The Committee for a Responsible Federal Budget estimated this week that President Trump has now signed legislation that will add a total of $4.7 trillion to the national debt between 2017 and 2029. Tax cuts and spending increases account for similar portions of the projected increase, though if the individual tax cuts in the 2017 Republican overhaul are extended beyond their current expiration date at the end of 2025, they would add another $1 trillion in debt through 2029.
Are interest rates destined to move higher, increasing the cost of private and public debt? While many experts believe that higher rates are all but inevitable, historian Paul Schmelzing argues that today’s low-interest environment is consistent with a long-term trend stretching back 600 years.
The chart “shows a clear historical downtrend, with rates falling about 1% every 60 years to near zero today,” says Bloomberg’s Aaron Brown. “Rates do tend to revert to a mean, but that mean seems to be declining.”

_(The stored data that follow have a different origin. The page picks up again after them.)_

PR #2428, opened 2026-07-23
fix(daemon): share one trust-prompt agent gate (#2416)

### LINKED ISSUE #2416: [Detail Bug] Config-agent sessions don’t dismiss opencode trust prompts due to missing agent enumeration
# Detail Bug Report

https://app.detail.dev/org_d0a388e8-ab25-4b0e-bf83-9421012703cd/bugs/bug_ab7cb062-3daa-4de3-9222-b53d3f401d0e

Introduced in [#1959](https://github.com/sachiniyer/agent-factory/pull/1959) by @sachiniyer on Jul 17, 2026

# Summary
- **Context**: The `dismissConfigAgentTrustPrompt` function in `daemon/configagent.go` handles trust-prompt dismissal for config-agent sessions.
- **Bug**: `tmux.ProgramOpencode` is missing from the switch case that determines which agents have trust dialogs to dismiss.
- **Actual vs. expected**: The switch lists 5 agents (Claude, Codex, Aider, Gemini, Amp) but should list 6 agents (including Opencode), matching `LocalBackend.CheckAndHandleTrustPrompt`.
- **Impact**: If opencode ever adds a trust dialog, config-agent sessions using opencode would fail to dismiss it, causing the spawn to hang or fail — the exact defect class described in #729.

# Code with Bug
```go
func dismissConfigAgentTrustPrompt(ctx context.Context, target task.TrustPromptTarget) error {
	switch target.ResolvedAgent() {
	case tmux.ProgramClaude, tmux.ProgramCodex, tmux.ProgramAider, tmux.ProgramGemini, tmux.ProgramAmp: // <-- BUG 🔴 missing tmux.ProgramOpencode, so opencode trust prompt won’t be dismissed
	default:
		return nil // not a known agent: it has no trust dialog to dismiss
	}
	return task.DismissTrustPrompt(ctx, target)
}
```

# Explanation
`dismissConfigAgentTrustPrompt` gates trust-prompt dismissal by enumerating “known agents”. `tmux.ProgramOpencode` is a supported agent and is included in the canonical trust-prompt handling list (`LocalBackend.CheckAndHandleTrustPrompt`), but it’s omitted here. As a result, opencode sessions will hit the `default` case and return without calling `task.DismissTrustPrompt`, leaving any future opencode trust dialog undisposed.

## Codebase Inconsistency
Canonical implementation includes opencode:
```go
switch i.ResolvedAgent() {
case tmux.ProgramClaude, tmux.ProgramCodex, tmux.ProgramAider, tmux.ProgramGemini, tmux.ProgramAmp, tmux.ProgramOpencode:
	return ts.CheckAndHandleTrustPrompt()
}
```

# Recommended Fix
Add `tmux.ProgramOpencode` to the agent switch in `dismissConfigAgentTrustPrompt`.

# History
This bug was introduced in commit 38f2bf35. When adding opencode as a supported agent, `tmux.ProgramOpencode` was added to the trust-prompt switch in `backend_local.go` but not to the parallel switch in `configagent.go`.

sachiniyer:
## Summary

`dismissConfigAgentTrustPrompt` decided which agents have a first-run trust dialog by enumerating them, under a comment claiming the list mirrored `LocalBackend.CheckAndHandleTrustPrompt`. The comment was not true when it was written: opencode was added to that gate in #1959 and never here. An opencode config-agent spawn therefore took the `default` branch, never ran the dismissal loop, and would hang on a dialog a normal session clears.

Adding opencode to the copy would have restored the mirror and left the next agent to drift the same way. This is the third time the class has shipped:

- #729 — codex missing from the enumeration, so its dialog was surfaced by `isReadyContent` but never dismissed
- #2097 — the same drift over the retry budget, under the same kind of "mirrors the other one" comment
- #2416 — this one

So the membership answer moves into one place, `tmux.ProgramHasTrustPrompt`, and both sites call it instead of each holding a list.

devin stays outside the gate deliberately, and that is now written down where the decision lives: af launches it with `--respect-workspace-trust false`, so its modal never renders (#2410). Running a dismissal loop for it would tap Enter into a live composer.

## Verification against current master

I re-verified the Detail report against `origin/master` before touching anything — `daemon/configagent.go:311` still listed five agents while `session/backend_local.go:813` listed six. The report is accurate and not stale.

One correction to it: it says the switch "should list 6 agents ... matching `LocalBackend.CheckAndHandleTrustPrompt`". Master now supports seven agents, and the seventh (devin, #2410) must **not** be listed. Copying the canonical list verbatim, as the report's recommended fix implies, would have been correct today only by luck. That is the argument for one gate rather than a corrected copy.

## Reproduction and regression coverage

Both regressions were watched failing first, against the real production paths.

**The reported defect.** `TestDismissConfigAgentTrustPrompt_ClearsEveryTrustPromptAgent` drives `dismissConfigAgentTrustPrompt` for every agent the shared gate classifies as prompting. With the old five-agent switch restored:

```
--- FAIL: TestDismissConfigAgentTrustPrompt_ClearsEveryTrustPromptAgent/opencode
    expected opencode's pane to be checked once for a trust dialog, got 0 checks
```

Only opencode failed — the defect signature exactly, no collateral. What it asserts is the *gate*, not the loop: each pane is given no dialog, so `DismissTrustPrompt` makes one check and returns without a readiness wait. One check means the agent reached the loop; zero is the bug. The loop's own behaviour (budget, re-wait, bound) stays with the two claude cases that already cover it, and per-agent ready glyphs stay in `task`'s tests instead of being restated in the daemon's — an earlier draft of this test did restate them and bought four 60s readiness timeouts for nothing.

Its counterpart, `TestDismissConfigAgentTrustPrompt_SkipsAgentsWithNoDialog`, holds the other side: closing the drift must not over-correct into dismissing for an agent whose modal af already suppresses. It feeds those panes `prompts: 1`, so a pane that *were* asked would answer "dialog present" and be counted — the check can fail.

**The recurrence.** One shared gate still lets a new agent default quietly to "no trust prompt", which is precisely how #729 and #2416 shipped. `TestProgramHasTrustPrompt_ClassifiesEverySupportedAgent` must name every entry of `SupportedPrograms`, so adding an agent fails until someone records which side it is on and why. Verified it has teeth by appending an unclassified agent:

```
--- FAIL: TestProgramHasTrustPrompt_ClassifiesEverySupportedAgent
    supported agent "newagent" is not classified for trust prompts;
    decide whether it raises a first-run dialog and add it to this table
```

## Gates

Exact head: `6c4e8713` (will update if I push again).

- `gofmt -l .` — no output
- `go build ./...` — clean
- `scripts/lint-file-length.sh` — passed, 985 files, 0 grandfathered
- `make test-container` — full suite, run on this pushed head

No user-visible TUI surface changes, so no play-test.

Closes #2416.

— Captain Claude

### DIFF
--- a/daemon/configagent.go
+++ b/daemon/configagent.go
@@ -301,14 +301,14 @@ func configAgentCodexReceiptHome(program, workingDir string) (string, error) {
 // dismissConfigAgentTrustPrompt clears the agent's first-run trust dialog, the
 // same loop task.StartAndSendPrompt runs for a normal session.
 //
-// The per-agent gate is tmux.ProgramHasTrustPrompt — the same call
+// The per-agent gate is tmux.ProgramNeedsTrustDismissal — the same call
 // LocalBackend.CheckAndHandleTrustPrompt makes, not a copy of its list. This
 // used to enumerate the agents here under a comment claiming it mirrored that
 // one, and it had already drifted: opencode was missing, so a config agent
 // would hang on a dialog a normal session cleared (#2416).
 func dismissConfigAgentTrustPrompt(ctx context.Context, target task.TrustPromptTarget) error {
-	if !tmux.ProgramHasTrustPrompt(target.ResolvedAgent()) {
-		return nil // nothing to dismiss for this program
+	if !tmux.ProgramNeedsTrustDismissal(target.ResolvedAgent()) {
+		return nil // AF has no dismissal to run for this program
 	}
 	return task.DismissTrustPrompt(ctx, target)
 }
--- a/daemon/configagent.go
+++ b/daemon/configagent.go
@@ -304,8 +304,10 @@ func configAgentCodexReceiptHome(program, workingDir string) (string, error) {
 // The per-agent gate is tmux.ProgramNeedsTrustDismissal — the same call
 // LocalBackend.CheckAndHandleTrustPrompt makes, not a copy of its list. This
 // used to enumerate the agents here under a comment claiming it mirrored that
-// one, and it had already drifted: opencode was missing, so a config agent
-// would hang on a dialog a normal session cleared (#2416).
+// one, and it had already drifted: opencode was missing (#2416). The cost was
+// not a hang — isReadyContent's opencode arm treats the dialog as ready, so the
+// spawn proceeded and delivered the briefing INTO the undismissed dialog, which
+// is #729's signature.
 func dismissConfigAgentTrustPrompt(ctx context.Context, target task.TrustPromptTarget) error {
 	if !tmux.ProgramNeedsTrustDismissal(target.ResolvedAgent()) {
 		return nil // AF has no dismissal to run for this program
--- a/daemon/configagent.go
+++ b/daemon/configagent.go
@@ -301,16 +301,14 @@ func configAgentCodexReceiptHome(program, workingDir string) (string, error) {
 // dismissConfigAgentTrustPrompt clears the agent's first-run trust dialog, the
 // same loop task.StartAndSendPrompt runs for a normal session.
 //
-// The per-agent gate mirrors LocalBackend.CheckAndHandleTrustPrompt
-// (session/backend_local.go): only the known agents have a trust dialog, and
-// asking a non-agent command about one would tap Enter into an arbitrary
-// program. The decision is keyed off the RESOLVED agent for the same reason it
-// is there.
+// The per-agent gate is tmux.ProgramHasTrustPrompt — the same call
+// LocalBackend.CheckAndHandleTrustPrompt makes, not a copy of its list. This
+// used to enumerate the agents here under a comment claiming it mirrored that
+// one, and it had already drifted: opencode was missing, so a config agent
+// would hang on a dialog a normal session cleared (#2416).
 func dismissConfigAgentTrustPrompt(ctx context.Context, target task.TrustPromptTarget) error {
-	switch target.ResolvedAgent() {
-	case tmux.ProgramClaude, tmux.ProgramCodex, tmux.ProgramAider, tmux.ProgramGemini, tmux.ProgramAmp:
-	default:
-		return nil // not a known agent: it has no trust dialog to dismiss
+	if !tmux.ProgramHasTrustPrompt(target.ResolvedAgent()) {
+		return nil // nothing to dismiss for this program
 	}
 	return task.DismissTrustPrompt(ctx, target)
 }
--- a/daemon/configagent_trust_test.go
+++ b/daemon/configagent_trust_test.go
@@ -95,3 +95,69 @@ func TestDismissConfigAgentTrustPrompt_SkipsNonAgents(t *testing.T) {
 		t.Fatalf("Enter must never be tapped into a non-agent program, got %d checks", target.checks)
 	}
 }
+
+// TestDismissConfigAgentTrustPrompt_ClearsEveryTrustPromptAgent is the #2416
+// regression.
+//
+// This gate used to be its own hand-copied list of agents under a comment
+// claiming it mirrored LocalBackend.CheckAndHandleTrustPrompt. It had drifted:
+// opencode was added to that gate in #1959 and never here, so an opencode config
+// agent took the default branch, never ran the dismissal loop, and would hang on
+// a dialog a normal session cleared — the #729 defect class the comment was
+// written to prevent.
+//
+// The case runs over the shared gate rather than a literal list, so it covers
+// whatever agents are classified as prompting today, and a future agent that
+// starts prompting is covered the moment it is classified.
+//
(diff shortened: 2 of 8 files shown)


sachiniyer:
@codex review this PR

Please review exact head `6c4e8713`.

sachiniyer:
## Review status — stating this rather than merging on bot silence

`@codex` was requested once on this PR, at head `6c4e8713`. It answered:

That is a **stated non-answer**, not a clean review, and the app is rate-limited until Jul 28. Per repo policy this PR does not merge on it. I did not re-request — one ask, as instructed.

So the review of record is an independent Claude review run against this branch, adversarially prompted to refute rather than confirm. It ran **three passes**, and it changed the PR substantially each time. Recording what it found, because two of the findings were defects I had introduced myself and the audit trail matters more than a clean-looking summary.

### Pass 1 — head `6c4e8713`, 8 findings (0 P1, 2 P2, 6 P3)

The load-bearing one: my stated reason for keeping devin out of the gate was **false**. I had written that af launches devin with `--respect-workspace-trust false` so its modal never renders. That holds for normal sessions, but `injectSystemPrompt` is only reachable from the `session/backend_local*.go` Instance paths — `configagent/agent.go:161` resolves the command and `daemon/configagent.go:222` hands it straight to `NewTmuxSession`, so a config agent launches bare `devin` and the modal *does* render.

I verified that independently before acting on it. Promoting an accidental omission into a test-locked decision resting on a false premise is worse than the omission, so the rationale was rewritten to the true one — af has no predicate identifying devin's modal, so the check could never match it, which is the #729 trap #2410 declined for the same reason.

The underlying hang is filed separately as **#2435** rather than folded in here.

### Pass 2 — head `d0b93f32`, 8 findings (0 P1, 2 P2, 6 P3)

This pass found that my *fix* for pass 1 had introduced an overclaim worse than the text it replaced. I had written that looking for a trust dialog is "close to free" and that being wrongly OUT of the gate is "the expensive direction". Both halves are wrong:

- `DocTrustPromptPresent`'s own doc (`session/tmux/start.go:311-322`) argues the asymmetry the other way, at length: a MISS costs one keypress; a FALSE POSITIVE types `'D'`+Enter into a running agent that asked nothing, and re-fires every tick the phrase stays on screen (#1952). Membership is exactly what subjects a live pane to that predicate on the daemon's one-second poll, so "wrongly IN" is not free either.
- The failure mode I named was the wrong one. Every agent in the gate also has a trust arm in `isReadyContent`, so a pane showing the dialog reads **ready** — being wrongly out does not hang the pane, it delivers the briefing *into* the undismissed modal. That is #729's actual signature, and I had softened it to the milder wrong outcome at four sites, including the prose describing this fix.

Left in, that paragraph would have told the next maintainer to classify a new agent `true` without characterizing it — the precise hazard the predicate is written to prevent. Both directions are now named with their real costs and precedents.

The same pass also found the original falsehood still standing in `task/runner.go`'s devin arm — with my new comment pointing readers *at* it as supporting evidence — and in `docs/configuration.md`, which external users read. Both corrected, and both now name the two paths that actually arm the modal: the config-agent spawn (#2435), and an explicit `program_overrides.devin` value, which `devinCarriesWorkspaceTrustFlag` deliberately lets win.

It also caught that I had handed it a stale head — I committed while it was reviewing. My error; the head under review is frozen now.

### The finding I was wrong to defer

Across passes 1 and 2 I argued that a parity assertion between `isReadyContent`'s trust arms and the gate was scope creep, and that it would need per-agent ready fixtures. That was wrong on the facts. Skipping claude and codex — which carry agent-specific dialog predicates covered by their own cases — one full-length generic doc-trust fixture spans every remaining agent.

`task/trust_readiness_parity_test.go` now asserts the biconditional: **a dialog af treats as ready must be one af dismisses.** It is not circular; the two sides are independent implementations, neither derived from the other. I verified it bites in both directions rather than taking the reviewer's word:

- forcing devin into the gate → `isReadyContent(docTrustDialog, "devin") = false but ProgramNeedsTrustDismissal("devin") = true`
- removing opencode from the gate → `isReadyContent(docTrustDialog, "opencode") = true but ProgramNeedsTrustDismissal("opencode") = false`

That second case is **#2416's own defect state**, caught from the readiness side — an angle the daemon-side regression cannot reach. It is the test most likely to prevent the next recurrence, and it is here because the review insisted.

### Gates

All on the exact head, with a clean working tree (an earlier run was discarded because a stray file was present, and another because I switched branches while the container had the tree mounted):

- `gofmt -l .` · `go build ./...` · `golangci-lint run --timeout=3m --fast` · `deadcode -test ./...` · `scripts/lint-file-length.sh` — clean
- `make docs` — no drift
- `make test-container` — full suite, every package green

No user-visible TUI surface changes, so no play-test.

— Captain Claude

Lawmakers are considering three separate bills that are intended to reduce the cost of prescription drugs. Here’s an overview of the proposals, from a series of charts produced by the Kaiser Family Foundation this week. An interesting detail highlighted in another chart: 88% of voters – including 92% of Democrats and 85% of Republicans – want to give the government the power to negotiate prices with drug companies.